PR #8243, opened 2025-07-06
Add support for Simple File Format Family (SF3) images

Shinmera:
### Prerequisites

### Description
This pull request aims to add support for the Simple File Format Family (SF3) image file format as described here: https://shirakumo.github.io/sf3/specification#image with sample files available here: https://shirakumo.org/projects/sf3/tree/master/samples/

I've tried my best to figure things out on my own and the encoder and decoder are working properly. I can convert files, display them, the works. There are a few things that I'm unsure about though:

I couldn't find a clear description of what the magick coder flags are all supposed to mean exactly. Namely:
- `CoderDecoderSeekableStreamFlag` `CoderEncoderSeekableStreamFlag`  
  Are these meant to signify that a seekable stream is *supported*, or that a seekable stream is *required*? In the case of SF3, a seekable stream is not mandatory for decoding, and optional for encoding (to back-fill the CRC32 checksum in the header).
- `CoderRawSupportFlag`  
  Is this meant to indicate that the coder reads raw, uncompressed image data? Or image data outside of float range? or?... SF3 is uncompressed and does support floating point pixel data.
- `CoderBlobSupportFlag` `CoderStealthFlag` `CoderUseExtensionFlag`
  I have honestly no clue what these flags indicate and haven't been able to tell from other coders, either.

For whatever reason when invoking `magick.sh convert a.png a.sf3`, it encodes to PNG instead of SF3. The encoder works fine when invoked as `convert a.png sf3:a.sf3`. As far as I could tell from grepping through the source for other coders, I've done all the necessary hookup bits including entries in the magic.xml database. I would very much appreciate if someone could tell me what I've done wrong there!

■ Assigned task:
Reproduce verbatim the lines above, from the line with "### Prerequisites" through the line with "I have honestly".

■ Output of the exercise:
### Prerequisites

### Description
This pull request aims to add support for the Simple File Format Family (SF3) image file format as described here: https://shirakumo.github.io/sf3/specification#image with sample files available here: https://shirakumo.org/projects/sf3/tree/master/samples/

I've tried my best to figure things out on my own and the encoder and decoder are working properly. I can convert files, display them, the works. There are a few things that I'm unsure about though:

I couldn't find a clear description of what the magick coder flags are all supposed to mean exactly. Namely:
- `CoderDecoderSeekableStreamFlag` `CoderEncoderSeekableStreamFlag`  
  Are these meant to signify that a seekable stream is *supported*, or that a seekable stream is *required*? In the case of SF3, a seekable stream is not mandatory for decoding, and optional for encoding (to back-fill the CRC32 checksum in the header).
- `CoderRawSupportFlag`  
  Is this meant to indicate that the coder reads raw, uncompressed image data? Or image data outside of float range? or?... SF3 is uncompressed and does support floating point pixel data.
- `CoderBlobSupportFlag` `CoderStealthFlag` `CoderUseExtensionFlag`
  I have honestly no clue what these flags indicate and haven't been able to tell from other coders, either.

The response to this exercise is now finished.